▶ Problem details
Two lines mark the range in the entries below: the one holding "Just a note" and the one holding "still shows a". Set down those two and all lines between them, exactly.

▶ Dataset entries
=== Section Start ===

Issue #13512, opened 2023-08-17
diagnostics system fails to detect 'mutate' as NSE function


kevinushey:
From @DavisVaughan:

Just a note that this exact code doesn't work right for `dplyr::mutate()` because `dplyr:::mutate.data.frame` actually uses `dplyr_quosures(...)` rather than something like `enquos(...)` to capture the vars.

<img width="242" alt="Screenshot 2023-08-17 at 12 35 07 PM" src="https://github.com/posit-dev/amalthea/assets/19150088/de69abe9-bb04-440f-9071-0582c3b3655c">

Also, this "symbol in scope" diagnostic is off in rstudio by default

---

I imagine there are also other cases where the `...` are passed untouched through various layers of function calls before finally being captured with `enquos(...)`. It works a little better with named variables where you have to do `enquo(x)` or `{{ x }}` to pass them through - even at the top level

Although even with named variables there are weird cases, like ggplot2's capturing of `x` and `y` here

```r
> ggplot2:::aes
function (x, y, ...) 
{
    xs <- arg_enquos("x")
    ys <- arg_enquos("y")
    dots <- enquos(...)
```

ronblum:
Verified the first part, that `mutate` no longer throws a warning, in
- RStudio Desktop 2023.09.0-daily+380 on MacOS 14
- RStudio Server 2023.09.0-daily+380 on Ubuntu 20.04.5 via Chrome on MacOS 14

However, in this example from the PR, `pivot_long` is fine in RStudio Desktop, but a warning appears in RStudio Server:

```
library(tidyr)
df <- tibble(x = c("a", "b", "a"))
pivot_longer(df, x)
```

![Image](https://github.com/rstudio/rstudio/assets/31009952/1fa91bef-d111-404c-b1ea-2bc95845a10b)

ronblum:
Sometimes `mutate` still shows a warning, but will later go away (Not certain of the conditions):
<img width="293" alt="mutate_is_back" src="https://github.com/rstudio/rstudio/assets/31009952/4057e84e-ad88-4885-88ea-3e300d89b3d8">

kevinushey:
The issue should go away as soon as the `tidyr` and `dplyr` packages are loaded.

ronblum:
Oops.... Ahem.

The `mutate`/`mpg` warning goes away when I remember to load the libraries. The warning for `pivot_longer` doesn't go away, though.

ronblum:
[...]

PR #13516, opened 2023-08-17
turn off symbol diagnostics in mutate()

kevinushey:
### Intent

Addresses https://github.com/rstudio/rstudio/issues/13512.

Screenshot 2023-08-17 at 3 02 56 PM

### Approach

Since `dplyr::mutate.data.frame` uses `dplyr_quosures` for quasi-quotation and tidy evaluation, add that to our NSE primitives list.

### Automated Tests

N/A

### QA Notes

Test via notes in https://github.com/rstudio/rstudio/issues/13512.

### Documentation

N/A

### Checklist

### DIFF
--- a/src/cpp/r/RSexp.cpp
+++ b/src/cpp/r/RSexp.cpp
@@ -1736,12 +1736,17 @@ std::set<std::string> makeNsePrimitives()
 
       // rlang tidy evaluation
       "enexpr",
+      "enexprs",
       "enquo",
       "enquos",
       "eval_tidy",
+      "quo",
+      "quos",
 
-      // dplyr
-      "dplyr_quosures"
+      // dplyr -- not really primitives
+      "dplyr_quosures",
+      "group_by",
+      "group_by_prepare"
       
    };
 }
--- a/src/cpp/r/RSexp.cpp
+++ b/src/cpp/r/RSexp.cpp
@@ -1710,28 +1710,40 @@ bool inherits(SEXP object, const char* S3Class)
    return Rf_inherits(object, S3Class);
 }
 
+// Keep in sync with 'nse.primitives' in SessionCodeTools.R
 std::set<std::string> makeNsePrimitives()
 {
-   std::set<std::string> nsePrimitives;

=== Section End ===

▶ Result for this exercise
Just a note that this exact code doesn't work right for `dplyr::mutate()` because `dplyr:::mutate.data.frame` actually uses `dplyr_quosures(...)` rather than something like `enquos(...)` to capture the vars.

<img width="242" alt="Screenshot 2023-08-17 at 12 35 07 PM" src="https://github.com/posit-dev/amalthea/assets/19150088/de69abe9-bb04-440f-9071-0582c3b3655c">

Also, this "symbol in scope" diagnostic is off in rstudio by default

---

I imagine there are also other cases where the `...` are passed untouched through various layers of function calls before finally being captured with `enquos(...)`. It works a little better with named variables where you have to do `enquo(x)` or `{{ x }}` to pass them through - even at the top level

Although even with named variables there are weird cases, like ggplot2's capturing of `x` and `y` here

```r
> ggplot2:::aes
function (x, y, ...) 
{
    xs <- arg_enquos("x")
    ys <- arg_enquos("y")
    dots <- enquos(...)
```

ronblum:
Verified the first part, that `mutate` no longer throws a warning, in
- RStudio Desktop 2023.09.0-daily+380 on MacOS 14
- RStudio Server 2023.09.0-daily+380 on Ubuntu 20.04.5 via Chrome on MacOS 14

However, in this example from the PR, `pivot_long` is fine in RStudio Desktop, but a warning appears in RStudio Server:

```
library(tidyr)
df <- tibble(x = c("a", "b", "a"))
pivot_longer(df, x)
```

![Image](https://github.com/rstudio/rstudio/assets/31009952/1fa91bef-d111-404c-b1ea-2bc95845a10b)

ronblum:
Sometimes `mutate` still shows a warning, but will later go away (Not certain of the conditions):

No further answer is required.